While the Cacciatori delle Alpi was on occupation duty in Yugoslavia the division's regimental depots in Italy raised the 151st Infantry Division "Perugia": the depot of the 51st Infantry Regiment "Cacciatori delle Alpi" raised the 129th Infantry Regiment "Perugia", the depot of the 52nd Infantry Regiment "Cacciatori delle Alpi" raised the 130th Infantry Regiment "Perugia", and the depot of the 1st Artillery Regiment "Cacciatori delle Alpi" raised the 151st Artillery Regiment "Perugia".
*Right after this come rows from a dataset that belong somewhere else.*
PR #1415, opened 2026-09-07
fix(#1369): drop the upper bound on the architect email TLD

### LINKED ISSUE #1369: `incorrect-architect` rejects any address whose TLD is longer than four characters
`incorrect-architect` caps the top-level domain of the address at four characters, so an address on any longer TLD is reported as malformed.

`src/main/resources/org/eolang/lints/metas/incorrect-architect.xsl:16`:

```xml
<xsl:if test="$meta-head='architect' and not(matches(upper-case($meta-tail),'^[A-Z0-9._%+-]+@[A-Z0-9.-]+\.[A-Z]{2,4}$'))">
```

`[A-Z]{2,4}` is the whole story: a TLD of five characters or more never matches, and the meta is reported with

```
The format of the +architect meta is wrong: ... (an email expected instead)
```

Delegated TLDs longer than four characters have been ordinary for a decade — `.online`, `.software`, `.email`, `.company`, `.systems`, `.technology`, `.dev` is fine but `.developer` is not.

| `+architect` | verdict |
| --- | --- |
| `yegor256@gmail.com` | accepted |
| `yegor@example.info` | accepted |
| `yegor@example.online` | **reported** |
| `yegor@eolang.software` | **reported** |

Verified as two packs under `incorrect-architect`, each with `defects: 0`, both failing on master:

The division was in the Ljubljana and Rijeka areas when the Armistice of Cassibile was announced on 8 September 1943 and was disbanded by invading German forces on 11 September 1943.

== Organization ==
- 22nd Infantry Division "Cacciatori delle Alpi", in Perugia
  - 51st Infantry Regiment "Cacciatori delle Alpi", (Note: Named 51st Infantry Regiment "Alpi" until 1939 when the army reorganized its divisions as binary divisions and divisional infantry regiments took the name of the division.) in Perugia
    - Command Company
    - 3x Fusilier battalions
    - Support Weapons Company (65/17 infantry support guns)
    - Mortar Company (81mm mod. 35 mortars)
  - 52nd Infantry Regiment "Cacciatori delle Alpi", (Note: Named 52nd Infantry Regiment "Alpi" until 1939 when the army reorganized its divisions as binary divisions and divisional infantry regiments took the name of the division.) in Spoleto (1905-1939), then in Terni (1939-1943)
    - Command Company
    - 3x Fusilier battalions
    - Support Weapons Company (65/17 infantry support guns)
    - Mortar Company (81mm mod. 35 mortars)
  - 1st Artillery Regiment "Cacciatori delle Alpi", in Foligno
    - Command Unit
    - I Group (100/17 mod. 14 howitzers)
    - II Group (75/27 mod. 06 field guns; left the regiment in early 1941)
    - III Group (75/13 mod. 15 mountain guns; left the regiment in early 1941)
    - II Group (75/18 mod. 35 howitzers; joined the regiment in early 1941)
    - III Group (75/18 mod. 35 howitzers; joined the regiment in early 1941)
    - 1x Anti-aircraft battery (20/65 mod. 35 anti-aircraft guns)
    - Ammunition and Supply Unit
  - XXII Mortar Battalion (81mm mod. 35 mortars)
  - 22nd Anti-tank Company (47/32 guns)
  - 22nd Telegraph and Radio Operators Company
  - 56th Engineer Company
  - 25th Medical Section
    - 3x Field hospitals
    - 1x Surgical unit
  - 26th Supply Section
  - 69th Truck Section
  - 162nd Transport Section
  - 20th Bakers Section
  - 479th Carabinieri Section
  - 480th Carabinieri Section
  - 100th Field Post Office

Attached from the end 1940 to early 1942:
- 105th CC.NN. Legion "Mussolini"
  - CIV CC.NN. Battalion
  - CV CC.NN. Battalion (remained attached to the division until 11 September 1943)
  - 105th CC.NN. Machine Gun Company

== Commanding officers ==
The division's commanding officers were:

- Generale di Divisione Giovanni Zanghieri (9 September 1937 - 30 September 1940)
- Generale di Divisione Dante Lorenzelli (1 October 1939 - 10 September 1940)
- Generale di Divisione Angelo Pivano (11 September 1940 - 15 June 1942)
- Generale di Divisione Vittorio Ruggero (16 June 1942 - 9 March 1943)
- Generale di Brigata Luigi Maggiore-Perni (10 March 1943 - 11 September 1943)

== CROWCASS ==
The names of two men attached to the division can be found in the Central Registry of War Criminals and Security Suspects (CROWCASS) set up by the Anglo-American Supreme Headquarters Allied Expeditionary Force in 1945. The names can be found at: Central Registry of War Criminals and Security Suspects from the Kingdom of Italy.